Faizal menilai, pendekatan itu penting dilakukan untuk meminimalisir korban jiwa dari aparat, masyarakat sipil, dan sekaligus menjaga keselamatan dari pilot Philip.
Pada 21 September 2024, Kapten Philip dijemput oleh Tim Gabungan TNI-Polri di Kampung Yuguru, Distrik Maibarok, Kabupaten Nduga, dan langsung diterbangkan ke Timika.
Setelah pembebasannya, Philip menjalani pemeriksaan medis untuk memastikan kesehatannya, termasuk kondisi psikologisnya.

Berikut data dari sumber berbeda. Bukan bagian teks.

PR #1339, opened 2026-08-01
Add tag filtering to JobListParams

bgentry:
Adds exact tag filtering to job lists through explicit `JobListParams.TagsAny`
and `JobListParams.TagsAll` methods. The two filters can be combined, with
match-any and match-all groups joined to each other and other filters using
AND.

Tag predicates are added only when requested through driver-specific SQL
fragments. PostgreSQL uses native array overlap and containment operators,
while SQLite uses equivalent JSON predicates. `JobDeleteManyParams` is defined
from the list parameter type so their existing pointer conversion remains
structurally safe.

This is the core dependency for
[riverqueue/riverui#548](https://github.com/riverqueue/riverui/pull/548).

### DIFF
--- a/client.go
+++ b/client.go
@@ -2398,7 +2398,7 @@ func (c *Client[TTx]) jobDeleteMany(ctx context.Context, exec riverdriver.Execut
 		return nil, errors.New("delete with no filters not allowed to prevent accidental deletion of all jobs; either specify a predicate (e.g. JobDeleteManyParams.IDs, JobDeleteManyParams.Kinds, ...) or call JobDeleteManyParams.All")
 	}
 
-	listParams, err := dblist.JobMakeDriverParams(ctx, params.toDBParams(), c.driver.SQLFragmentColumnIn)
+	listParams, err := dblist.JobMakeDriverParams(ctx, params.toDBParams(), c.driver)
 	if err != nil {
 		return nil, err
 	}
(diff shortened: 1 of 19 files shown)


client.go
```diff
@@ -2403,7 +2403,13 @@ func (c *Client[TTx]) jobDeleteMany(ctx context.Context, exec riverdriver.Execut
 		return nil, err
 	}
 
-	jobs, err := exec.JobDeleteMany(ctx, (*riverdriver.JobDeleteManyParams)(listParams))
+	jobs, err := exec.JobDeleteMany(ctx, &riverdriver.JobDeleteManyParams{
```
bgentry: ah this needs to be kept aligned with list params, will fix

job_list_params.go
```diff
@@ -419,6 +422,15 @@ func (p *JobListParams) States(states ...rivertype.JobState) *JobListParams {
 	return paramsCopy
 }
 
+// Tags returns an updated filter set that will only return jobs containing at
+// least one of the given tags. Tag matching is case-insensitive.
```
bgentry: @brandur while this copies what the other PR does, it doesn't feel right now that I read this comment. Wondering if we need two separate methods for filtering by all of vs any of the tags in the list?

brandur (approved):
Nice one! Looks good to me.

job_list_params.go
brandur: Looks like you put in the two separate functions and this comment is outdated. Looks okay as is.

Kapten Philip merasa sangat bahagia setelah bisa berkomunikasi kembali dengan keluarganya melalui video call, mengabarkan bahwa ia telah dibebaskan.
“Pilot Philip Mark Mehrtens sangat bahagia saat melakukan video call bersama istri dan keluarganya untuk mengabarkan bahwa ia telah dibebaskan,” kata Kepala Bidang Humas Polda Papua Komisaris Besar Polisi Ignatius Benny Ady Prabowo.
Wajahnya yang awalnya tegang berubah menjadi ceria ketika melihat dan mendengar suara keluarganya, terutama istrinya yang berada di Bali.
“Saat mendengar suara dan melihat wajah orang-orang tercinta, raut wajahnya yang awalnya tegang perlahan berubah menjadi bahagia,” ujarnya.
Selanjutnya, Kapten Philip dijadwalkan diterbangkan ke Jakarta setelah menjalani serangkaian pemeriksaan di Timika. Polda Papua memastikan kondisi kesehatannya dalam keadaan baik setelah pembebasan tersebut.